This repository contains the code for training and generating audio using a GAN model for voice transfer. The GAN model is trained to replicate the voice of a specific singer and generate new audio that sounds like the singer's voice.
The repository contains the following files:
-
preprocessing.py
: This file contains the code for preprocessing the audio recordings. It is used to extract the audio, Mel-frequency cepstral coefficients (MFCCs), and shifted audio from the audio recordings. -
model.py
: This file contains the code for defining the generator and discriminator models for the GAN. The generator model is used to generate new audio that sounds like the singer's voice, and the discriminator model is used to distinguish between real and generated audio. -
train.py
: This file contains the code for training the GAN model on the preprocessed audio data. It uses the BinaryCrossentropy loss function and the Adam optimizer to update the model parameters. -
generate.py
: This file contains the code for generating new audio using the trained GAN model. It takes a random noise input and applies the generator model to generate new audio. -
requirement.txt
: This file contains a list of the dependencies required to run the code in this repository. -
main.py
: This file contains the main function that calls the different files in the right order and passes the necessary information between them.
- Python 3.6 or later
- TensorFlow 2.4 or later
- numpy 1.19.2
- librosa 0.8.0
- You will need a dataset of audio recordings of the singer whose voice you want to replicate in order to train your model.
- Clone the repository:
git clone https://github.com/btt1996/voice-transfer-gans
- Create a virtual environment and activate it:
python -m venv env
andsource env/bin/activate
on Linux and macOS orenv\Scripts\activate.bat
on Windows - Install the dependencies:
pip install -r requirements.txt
- Run the main function :
python main.py
- Generated audio files will be saved in the current directory.

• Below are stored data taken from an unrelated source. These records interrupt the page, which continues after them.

PR #1189, opened 2023-02-23
Fix TS error in Spinner

libertymayc:
Fixes TS error in Spinner


alycrys:
Is it possible to get rid of the lint warning on line 121?

alycrys (approved):

PR #5410, opened 2025-08-05
Site a11y tweaks

joshwooding:


site/src/layouts/DetailComponent/ComponentPageHeading.tsx
```diff
@@ -61,7 +61,11 @@ export default function ComponentPageHeading({ title, id }: PageHeadingProps) {
             <Overlay>
               <Tooltip content="Theme controls">
```
jake-costa: tooltip doesn't seem to be displaying on focus for this. Other tooltips are working on focus.

jake-costa (approved):
Multiple A11y fixes added. Will create another PR for tooltip issue

PR #5418, opened 2025-08-05
Hide Tooltip if Content is null

chase-manning:
The tooltip currently doesn't show if you pass `undefined` or an empty string. However if you pass `null` it shows a weird error state on the UI, where it looks like a tiny empty tooltip with a gap between the arrow and the container. I suspect this behaviour is unexpected, at least it was for me.

This PR changes the Tooltip so that it also doesn't show if `null` is passed. I was going to add `&& !== null`, but I think that's functionally the same as just doing `!!content` so went with that as was a bit cleaner.

### DIFF
--- a/packages/core/src/tooltip/Tooltip.tsx
+++ b/packages/core/src/tooltip/Tooltip.tsx
@@ -124,7 +124,7 @@ export const Tooltip = forwardRef<HTMLDivElement, TooltipProps>(
     const triggerRef = useForkRef(getRefFromChildren(children), reference);
 
     const floatingRef = useForkRef<HTMLDivElement>(floating, ref);
-    const hasContent = content !== undefined && content !== "";
+    const hasContent = !!content;
 
     return (
       <>


packages/core/src/tooltip/Tooltip.tsx
```diff
@@ -124,7 +124,7 @@ export const Tooltip = forwardRef<HTMLDivElement, TooltipProps>(
     const triggerRef = useForkRef(getRefFromChildren(children), reference);
 
     const floatingRef = useForkRef<HTMLDivElement>(floating, ref);
-    const hasContent = content !== undefined && content !== "";
+    const hasContent = !!content;
```
joshwooding, line 127: This would make Tooltip with content `0` not render when previously it would (which is breaking the test). I think we can just do:


```suggestion
    const hasContent = content != null && content !== "";
```

joshwooding (changes requested):
See comment

packages/core/src/tooltip/Tooltip.tsx
mark-tate: what about returning early with just the children if no content?

We are adding elements to the dom that do nothing.  

Makes sense to render if content is defined and then you are just changing state for open/disabled but if there is no content there is an opportunity to not render a tooltip.

joshwooding, line 127:
```suggestion
    const hasContent = content != null && content !== "";
```

joshwooding: I think this makes sense but we'd need to check desktop support but also FloatingComponent returns null if it's not open so no extra dom elements should be present.

PR #5420, opened 2025-08-06
Add `textAlign` prop to TH and TD

### LINKED ISSUE #5389: Add numeric cell support to Table
### Description

The AG Grid theme supports numeric cells but the Table component doesn't

### Expected behavior

The text should be right aligned in a numeric cell.

### Alternatives and examples

.

### Context

.

joshwooding:
Closes #5389


site/docs/components/table/examples.mdx
```diff
@@ -1,3 +1,6 @@
+import {
+  LivePreview
+} from "../../../src/components/index";
 ---
```
joshwooding:
```suggestion
---
```

site/docs/components/table/examples.mdx
```diff
@@ -48,3 +48,13 @@ The `variant` prop can also be applied to the table footer. This allows you to c
...
 
 <LivePreview componentName="table" exampleName="TFootVariant" />
+
+## Text alignment
+
+You can control the text alignment of table cells and headers using the `textAlign` prop. It accepts: `left` or `right`.
+
+## Best practices
+
+- Use `textAlign="right"` for numeric data to improve readability.
```
joshwooding:
```suggestion
-  Numeric data should be right-aligned to improve readability.
```

packages/lab/src/table/Table.css
```diff
@@ -199,4 +203,9 @@ table.saltTable-divider-none tbody tr {
 table.saltTable td {
   height: 100%;
   padding: var(--salt-spacing-100);
+  text-align: start;
```
libertymayc, line 220: is it worth putting this/th equiv in `table.saltTable td.saltTable-td-align-left` otherwise that class is added but redundant?

joshwooding: I don't feel strongly about it, moving it to a new class increases the amount of CSS for the component (only by a small amount). 

There are also other places in the code where we haven't scoped our styling to another class.

I don't think it's redundant though, the class can be used later or used if we support component overrides.

libertymayc (dismissed):

packages/lab/src/table/TD.tsx
```diff
@@ -6,10 +6,17 @@ import { withTableBaseName } from "./Table";
...
 import tableCss from "./Table.css";
 
-export interface TDProps extends ComponentPropsWithoutRef<"td"> {}
+export interface TDProps extends ComponentPropsWithoutRef<"td"> {
+  /**
+   * Specifies the alignment of the text within the `TD`.
+   *
+   * @default "left"
+   */
+  textAlign?: "left" | "right";
```
mark-tate, line 15: we have props elsewhere called “align” with “left”, “right” and here we have “text-align”
which maps to CSS, but that uses”start”, “end”, so feels
likes the wires are crossed on our naming ?


Good one to discuss on our bi-weekly, how we approach naming.

joshwooding: This aligns with the Input textAlign prop https://github.com/jpmorganchase/salt-ds/blob/main/packages/core/src/input/Input.tsx#L57

libertymayc (approved):

PR #5468, opened 2025-08-19
Update Biome.js

joshwooding:


biome.jsonc
```diff
@@ -1,5 +1,5 @@
 {
-  "$schema": "https://biomejs.dev/schemas/2.1.2/schema.json",
+  "$schema": "https://biomejs.dev/schemas/2.2.0/schema.json",
```
tycup: Out of curiosity, why don't we get this from node_modules?

cypress/support/commands.tsx
```diff
@@ -57,10 +57,9 @@ declare global {
 
       /**
        * Set the date locale used by the date adapter
-       * @param any
+       * @param locale any
```
tycup:
```suggestion
       * @param locale unknown
```

biome.jsonc
joshwooding: No particular reason, it was the default option when we first started using biome

cypress/support/commands.tsx
joshwooding: I was thinking about this but was too lazy to check if unknown was supported. Update this as the jsdoc format is wrong anyway

tycup (approved):

packages/lab/src/__tests__/__e2e__/tree/Tree.cy.tsx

You can evaluate the performance of your model by comparing the generated audio with the original audio recordings. You can use metrics such as the mean squared error (MSE) or the structural similarity index (SSIM) to quantify the similarity between the generated and original audio.
Once you have a working model, you can fine-tune it by training it on a larger dataset, or by using more advanced techniques such as adversarial training or Wasserstein GANs.
It's important to note that GANs are complex models that require a lot of data and computational resources to train effectively. Also, voice transfer is still in the early stages of research, so it's not guaranteed that you will get the desired results.